Saved data entries —
PR #877, opened 2017-04-04
[Markdown] reduce backtracking possibilities

keith-hall:
this PR reduces the number of backtracking possibilities for regex engines like Oniguruma that use backtracking, and also explains the regex patterns better.

a simple Markdown snippet with a missing end backtick like

    ``he`lloworld`

will now fail in 73 steps rather than over 5000!

### DIFF
--- a/Markdown/Markdown.sublime-syntax
+++ b/Markdown/Markdown.sublime-syntax
@@ -8,22 +8,22 @@ file_extensions:
   - markdown
   - markdn
 scope: text.html.markdown
-comment: this definition aims to (eventually) meet CommonMark specifications http://spec.commonmark.org/
+comment: this definition aims to (eventually) meet CommonMark specifications http://spec.commonmark.org/ with GitHub Formatted Markdown extensions https://github.github.com/gfm/
 variables:
     thematic_break: |-
         (?x:
-            [ ]{,3}
-            (?:
-                    [-](?:[ ]{,2}[-]){2,}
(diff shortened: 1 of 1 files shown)


FichteFoll:
I find the majority of these comments to be redundant. I can see myself that `[ ]{,3}` matches "between 0 to 3 spaces" and do not need a comment to explain that. This is exactly like adding a comment to `i += 1 # increase i by 1`. Comments should be used to convey information that cannot immediately be seen, such as `(?!`)      #   makes the {3,} possessive` (although it appears that this pattern specifically is redundant because the preceding match already ensures that there can't be any following backticks ([ref](https://github.com/sublimehq/Packages/pull/877/files#diff-bc7dff9190deda9f015e7ef8a4f3ceebR100)).

keith-hall:
I quite like the idea of being able to just read the comments to understand what a regex is doing, without having to look at the pattern itself at all, hence the "redundant" comments :) if you were to become the main maintainer of this package/syntax then I'm sure you could feel free to remove them ;)

I've updated the code fence regex you didn't like though :)

FichteFoll:
Of course, I was just voicing my opinion and giving an analogy to code.

I just spotted the code fence regex while trying to look for a comment that does not literally describe the regex and something seemed off, so that was pure coincidence. 😆

wbond:
Everything passes with the latest unreleased version of Sublime Text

WORK INSTRUCTIONS — Every line of the data above should be output exactly as written.

ANSWER SECTION —
PR #877, opened 2017-04-04
[Markdown] reduce backtracking possibilities

keith-hall:
this PR reduces the number of backtracking possibilities for regex engines like Oniguruma that use backtracking, and also explains the regex patterns better.

a simple Markdown snippet with a missing end backtick like

    ``he`lloworld`

will now fail in 73 steps rather than over 5000!

### DIFF
--- a/Markdown/Markdown.sublime-syntax
+++ b/Markdown/Markdown.sublime-syntax
@@ -8,22 +8,22 @@ file_extensions:
   - markdown
   - markdn
 scope: text.html.markdown
-comment: this definition aims to (eventually) meet CommonMark specifications http://spec.commonmark.org/
+comment: this definition aims to (eventually) meet CommonMark specifications http://spec.commonmark.org/ with GitHub Formatted Markdown extensions https://github.github.com/gfm/
 variables:
     thematic_break: |-
         (?x:
-            [ ]{,3}
-            (?:
-                    [-](?:[ ]{,2}[-]){2,}
(diff shortened: 1 of 1 files shown)


FichteFoll:
I find the majority of these comments to be redundant. I can see myself that `[ ]{,3}` matches "between 0 to 3 spaces" and do not need a comment to explain that. This is exactly like adding a comment to `i += 1 # increase i by 1`. Comments should be used to convey information that cannot immediately be seen, such as `(?!`)      #   makes the {3,} possessive` (although it appears that this pattern specifically is redundant because the preceding match already ensures that there can't be any following backticks ([ref](https://github.com/sublimehq/Packages/pull/877/files#diff-bc7dff9190deda9f015e7ef8a4f3ceebR100)).

keith-hall:
I quite like the idea of being able to just read the comments to understand what a regex is doing, without having to look at the pattern itself at all, hence the "redundant" comments :) if you were to become the main maintainer of this package/syntax then I'm sure you could feel free to remove them ;)

I've updated the code fence regex you didn't like though :)

FichteFoll:
Of course, I was just voicing my opinion and giving an analogy to code.

I just spotted the code fence regex while trying to look for a comment that does not literally describe the regex and something seemed off, so that was pure coincidence. 😆

wbond:
Everything passes with the latest unreleased version of Sublime Text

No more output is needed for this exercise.